WHAT TO WORK ON:
Search the records for the string "reinterpret", then copy each line that has it.

╔══

PR #698, opened 2026-06-24
feat(kerberos): honour DNS SRV port and fail over across multiple KDCs

thenextman:
ℹ️  1. This doesn't come from any specific client issue or concern; it's more of a feature gap that I'd like to close before it becomes an issue and a personal itch to scratch.

ℹ️ 2. Primarily engineered with Claude and dev testing still to be completed.

So, at this point the PR is more to validate the correctness of the approach, underlying code, etc

-------

### Issues

- DNS SRV port ignored on Windows. `detect_kdc_hosts_from_dns_windows` hardcoded :88 and read only the first SRV record
- Multiple KDCs never used. Resolution collapsed to the first candidate (`detect_kdc_host().first()`), and the send path tried one KDC with no failover if it was down.
- krb5.conf returned only the first kdc = line. Additional KDCs for a realm were silently dropped.
- No KDC stickiness across an auth. Each Kerberos message (AS ×2, TGS, referral hops) re-resolved independently, so it could bounce between KDCs under round-robin DNS.

### Changes

1. Honour the SRV port everywhere. Windows now walks the `DnsQuery_W` results, filters to SRV records and uses the record's `wPort`. 
2. Resolve and fail over across multiple KDCs. New `detect_kdc_urls()` returns the full ordered candidate list (DNS SRV / Windows KdcNames / krb5.conf); `send_for_realm` tries each in order. `detect_kdc_url()` kept (first candidate) for backward compatibility.
3. krb5.conf multi-KDC. `Krb5Conf::get_all_values` returns every kdc = entry; one-host-per-line.
4. Per-realm KDC pinning with fallback. The KDC that answers for a realm is cached and reused for the rest of the exchange, re-resolved only if it later fails. Failover advances only on a transport failure; any KDC reply, including a `KRB-ERROR`, is returned as-is.

### Decisions

1. krb5.conf = one host per kdc = line with no whitespace splitting. I confirmed this matches the MIT documentation; although in the real world we saw at least one case of multiple KDCs on a single line I think it's better to follow the officially documented format here.
2. Failover timeout keeps the existing 5s per-attempt (`KDC_CONNECT_TIMEOUT`).
3. Stickiness pins on first success and then falls back on failure. Not a hard pin and does not re-resolve every message (see below).
4. `&mut self` and plain `HashMap`, not `RefCell`: the generator's futures are + `Send`, so a `RefCell` (`!Sync`) would break the bound. `&mut` self threaded through all callers without borrow conflicts.
5. Referral routing unchanged. `self.realm` stays the home realm; the per-realm cache is keyed independently, so the home-vs-child KDC decision is preserved.

-------

For pinning a KDC across requests, I was unsure what to do here. As I understand it, a message sequence is not tied to a specific KDC i.e. requests in a single exchange can round-robin between different KDCs. It seems an inherent part of the design. However I think we should avoid the lookup on every request if possible.

MIT does a staggered, parallel request (i.e. it tries _all_ KDCs with a stagger and backoff). There's no pinning after successfully talking to a KDC, although the used KDC is passed back to the client in an `out` parameter so the client can pin if they desire to. This seems an optimal solution but also has significant complexity.

In Windows, as far as I can tell, this is handled in `netlogon` rather than the Kerberos client. The [documentation](https://learn.microsoft.com/windows-server/identity/ad-ds/manage/dc-locator) says:

- "The Netlogon service caches the discovered domain controller… Caching this information encourages the consistent use of the same domain controller."
- It returns "the information… from the domain controller that responds first" (a responsiveness-based pick), then caches it.
- Negative caching exists too (the shutdown-DC KB: a client can land in "negative cache mode").

So it seems Windows supports the spirit of "pinning" to a DC, but it's the OS doing that across the whole machine, not a per-auth context cache on the Kerberos side.

I consider what we have here a reasonable middle-ground; not a faithful copy of MIT or Microsoft but its own thing. There's some complexity overhead, if we wanted to simply drop the pinning and re-resolve on every request it simplifies the code somewhat.

### DIFF
--- a/src/dns.rs
+++ b/src/dns.rs
@@ -11,7 +11,11 @@ cfg_if::cfg_if! {
         use std::ptr::{null_mut};
         use core::ffi::{c_void};
 
-        pub(crate) fn dns_query_srv_records(name: &str) -> Vec<String> {
+        /// Queries SRV records for `name`, returning each `(target, port)`.
+        ///
+        /// `DnsQuery_W` yields a linked list that may include non-SRV records (e.g. A records for
+        /// the SRV targets), so we walk `pNext` and keep only SRV entries.
+        pub(crate) fn dns_query_srv_records(name: &str) -> Vec<(String, u16)> {
             let mut records = Vec::new();
 
             let mut p_query_results: *mut DNS_RECORDA = null_mut();
@@ -30,23 +34,29 @@ cfg_if::cfg_if! {
 
             match dns_status.ok() {
                 Ok(()) => {
-                    // SAFETY: `p_query_results` in non-null because `dns_status` is Ok.
-                    let query_results = unsafe { *p_query_results };
-                    // SAFETY: `query_results.Data` is guaranteed to contain `SRV` because
-                    // of arguments to `DnsQuery_W`.
-                    let p_name_target = unsafe { query_results.Data.Srv.pNameTarget };
-                    let name_target = PWSTR::from_raw(p_name_target.as_ptr() as *mut u16);
-                    // SAFETY: `name_target` is guaranteed to be correct at this point.
-                    let name_target = unsafe {name_target.to_string()};
+                    let mut p_record = p_query_results;
+                    while !p_record.is_null() {
+                        // SAFETY: `p_record` is non-null and points to a valid `DNS_RECORDA`.
+                        let record = unsafe { *p_record };
 
-                    if let Ok(name_target) = name_target {
-                        records.push(name_target);
+                        if record.wType == DNS_TYPE_SRV.0 {
+                            // SAFETY: `wType == DNS_TYPE_SRV` guarantees the `Srv` union member is active.
+                            let srv = unsafe { record.Data.Srv };
+                            // `DnsQuery_W` returns wide strings even in the `*A` record struct.
+                            let name_target = PWSTR::from_raw(srv.pNameTarget.as_ptr() as *mut u16);
+                            // SAFETY: `name_target` points to a valid, null-terminated UTF-16 string.
+                            if let Ok(name_target) = unsafe { name_target.to_string() } {
+                                records.push((name_target, srv.wPort));
+                            }
+                        }
+
+                        p_record = record.pNext;
                     }
                 }
                 Err(error) => error!(%error, "DnsQuery_W failed"),
             }
 
-            // SAFETY: `p_query_results` is not null.
+            // SAFETY: `DnsFree` tolerates a null pointer.
             unsafe {
                 DnsFree(Some(p_query_results as *const c_void), DnsFreeRecordList);
             }
@@ -136,14 +146,14 @@ cfg_if::cfg_if! {
             let krb_tcp_srv = dns_query_srv_records(krb_tcp_name);
 
             if !krb_tcp_srv.is_empty() {
-                return krb_tcp_srv.iter().map(|x| format!("tcp://{x}:88")).collect()
+                return srv_records_to_kdc_urls("tcp", &krb_tcp_srv)
             }
 
             let krb_udp_name = &format!("_kerberos._udp.{domain}");
             let krb_udp_srv = dns_query_srv_records(krb_udp_name);
 
             if !krb_udp_srv.is_empty() {
-                return krb_udp_srv.iter().map(|x| format!("udp://{x}:88")).collect()
+                return srv_records_to_kdc_urls("udp", &krb_udp_srv)
             }
 
             Vec::new()
@@ -334,14 +344,16 @@ cfg_if::cfg_if! {
             let krb_tcp_srv = dns_query_srv_records(krb_tcp_name);
 
             if !krb_tcp_srv.is_empty() {
-                return krb_tcp_srv.iter().map(|x| format!("tcp://{}:{}", &x.target, x.port)).collect()
+                let records: Vec<(String, u16)> = krb_tcp_srv.into_iter().map(|x| (x.target, x.port)).collect();
+                return srv_records_to_kdc_urls("tcp", &records)
             }
 
             let krb_udp_name = &format!("_kerberos._udp.{domain}");
             let krb_udp_srv = dns_query_srv_records(krb_udp_name);
 
             if !krb_udp_srv.is_empty() {
-                return krb_udp_srv.iter().map(|x| format!("udp://{}:{}", &x.target, x.port)).collect()
+                let records: Vec<(String, u16)> = krb_udp_srv.into_iter().map(|x| (x.target, x.port)).collect();
+                return srv_records_to_kdc_urls("udp", &records)
             }
 
             Vec::new()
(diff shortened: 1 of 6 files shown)


src/dns.rs
```diff
@@ -397,6 +401,17 @@ where
...
 
+/// Builds `scheme://host:port` KDC URLs from resolved SRV `(target, port)` records.
+///
+/// DNS returns absolute names with a trailing dot (`dc.example.com.`); it is stripped so the
+/// result parses as a URL host.
+fn srv_records_to_kdc_urls(scheme: &str, records: &[(String, u16)]) -> Vec<String> {
+    records
+        .iter()
+        .map(|(target, port)| format!("{scheme}://{}:{port}", target.trim_end_matches('.')))
+        .collect()
```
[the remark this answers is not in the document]
thenextman: Documented as a known limitation, not for this PR.

src/kerberos/mod.rs
```diff
@@ -166,33 +172,80 @@ impl Kerberos {
...
+                        %error,
+                        candidate = index + 1,
+                        candidate_count,
+                        realm,
+                        "KDC request failed; trying next candidate if available"
+                    );
+                    last_error = Some(error);
+                }
+            }
+        }
```
CBenoit, line 241: thought: I think this loop is not covered, that’s where the whole orchestration takes place (sticky-cache hit/reuse, the already_tried skip, error accumulation, cache insert-on-success / remove-on-failure…). Since it’s the most behaviorally complex part of the PR it would be nice to add a generator-harness test with a fake network that fails candidate 1 and succeeds on 2 (asserting the cache ends pinned to 2, and that a later failure of 2 re-resolves).

src/kerberos/mod.rs
```diff
@@ -166,33 +172,80 @@ impl Kerberos {
...
-    /// krb5.conf / DNS SRV records) are honored for the referral hop. This lets a single auth
-    /// chase a referral into a child/trusted realm without changing the pinned home-realm KDC.
-    async fn send_for_realm(&self, yield_point: &mut YieldPointLocal, realm: &str, data: &[u8]) -> Result<Vec<u8>> {
-        let kdc_url = if self.realm.as_deref() == Some(realm) {
-            self.kdc_url.clone().or_else(|| detect_kdc_url(realm))
-        } else {
-            detect_kdc_url(realm)
+    /// The KDC that last answered for `realm` is reused across the messages of an auth; it is only
+    /// re-resolved if it stops responding. When resolving, candidates are tried in order. Failover
+    /// (sticky or in-order) advances only on a *transport* failure (could not connect / no reply);
```
CBenoit, line 187: suggestion: "on any error" may be more accurate. `send_to` below also returns Err for a bad URL scheme or an under-length UDP message, etc. None are transport failures. Harmless in practice: scheme/UDP-length errors are deterministic across candidates from one detection (same scheme, same bytes), so the loop just ends on the last error, and failing over from a misbehaving proxy is arguably desirable.

src/dns.rs
```diff
@@ -397,6 +401,21 @@ where
...
 }
 
+/// Builds `scheme://host:port` KDC URLs from resolved SRV `(target, port)` records.
+///
+/// DNS returns absolute names with a trailing dot (`dc.example.com.`); it is stripped so the
+/// result parses as a URL host.
+///
+/// Limitation: SRV priority/weight (RFC 2782) are not applied here — candidates keep the order the
+/// platform resolver returned (Windows `DnsQuery_W` already sorts by priority/weight; hickory and
+/// `async_dnssd` do not). Proper priority ordering + weighted selection is a follow-up.
```
CBenoit, line 506: question: Should we open an issue?

src/kdc.rs
```diff
@@ -80,8 +93,19 @@ pub fn detect_kdc_host(domain: &str) -> Option<String> {
 }
 
 pub fn detect_kdc_url(domain: &str) -> Option<Url> {
-    let kdc_host = detect_kdc_host(domain)?;
-    Url::from_str(&kdc_host).ok()
+    detect_kdc_urls(domain).into_iter().next()
+}
```
CBenoit, line 97: note: Looks like an improvement over the previous code which was returning None on the first KDC host even if unparseable.

src/krb.rs
```diff
@@ -85,6 +85,20 @@ impl Krb5Conf {
...
+    ///
+    /// Unlike [`get_value`](Self::get_value), which returns only the first match, this preserves
+    /// repeated keys — e.g. the multiple `kdc = ` lines (one host each) a realm uses to list
+    /// several KDCs for failover.
+    pub(crate) fn get_all_values(&self, path: Vec<&str>) -> Vec<String> {
+        let path = path.join("|");
+        self.values
+            .iter()
+            .filter(|(key, _)| key.eq_ignore_ascii_case(&path))
+            .map(|(_, val)| val.clone())
```
CBenoit, line 98: nitpick: This clones every matched value. Not a big deal for a tiny, cold config path; but I think it’s trivial to return the borrowed `&str` instead. The callsite doesn’t really need owned strings from what I can tell.

src/dns.rs
```diff
@@ -30,23 +34,29 @@ cfg_if::cfg_if! {
...
+                    let mut p_record = p_query_results;
+                    while !p_record.is_null() {
+                        // SAFETY: `p_record` is non-null and points to a valid `DNS_RECORDA`.
+                        let record = unsafe { *p_record };
+
+                        if record.wType == DNS_TYPE_SRV.0 {
+                            // SAFETY: `wType == DNS_TYPE_SRV` guarantees the `Srv` union member is active.
+                            let srv = unsafe { record.Data.Srv };
+                            // `DnsQuery_W` returns wide strings even in the `*A` record struct.
+                            let name_target = PWSTR::from_raw(srv.pNameTarget.as_ptr() as *mut u16);
```
CBenoit, line 46: suggestion: `DNS_RECORDA` + wide-string cast is pre-existing but now it looks slightly more risky.

The current code looks sound, but this cast is now the mechanism for multi-KDC discovery on Windows, so it carries a bit more weight than before.

The code can be made less confusing by confining the reinterpret to one upfront cast and let the types tell the truth (via `DNS_RECORDW`) for the rest of the loop:

```rust
    // DnsQuery_W returns wide strings; the binding types the list as DNS_RECORDA, so reinterpret
    // the whole list as DNS_RECORDW once. Layouts are identical (PSTR/PWSTR are both pointers).
    let mut p_record = p_query_results.cast::<DNS_RECORDW>();
    while !p_record.is_null() {
        let record = unsafe { *p_record };
        if record.wType == DNS_TYPE_SRV.0 {
            // pNameTarget is now a PWSTR — no per-record cast.
            let srv = unsafe { record.Data.Srv };
            if let Ok(name_target) = unsafe { srv.pNameTarget.to_string() } {
                records.push((name_target, srv.wPort));
            }
        }
        p_record = record.pNext; // *mut DNS_RECORDW — walk stays wide
    }
    unsafe { DnsFree(Some(p_query_results as *const c_void), DnsFreeRecordList) };
```

Same single cast, but moved from inside the loop to one spot at the boundary. At this point, `.to_string()` is both the correct and obvious method to call. `DnsFree` is encoding-agnostic.

CBenoit (commented):
Thank you, the code looks good to me. I’ve found a few places that may need some attention before we merge, see below.

TheBestTvarynka (approved):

╚══

SOLUTION FOR THIS EXERCISE:
The code can be made less confusing by confining the reinterpret to one upfront cast and let the types tell the truth (via `DNS_RECORDW`) for the rest of the loop:
    // DnsQuery_W returns wide strings; the binding types the list as DNS_RECORDA, so reinterpret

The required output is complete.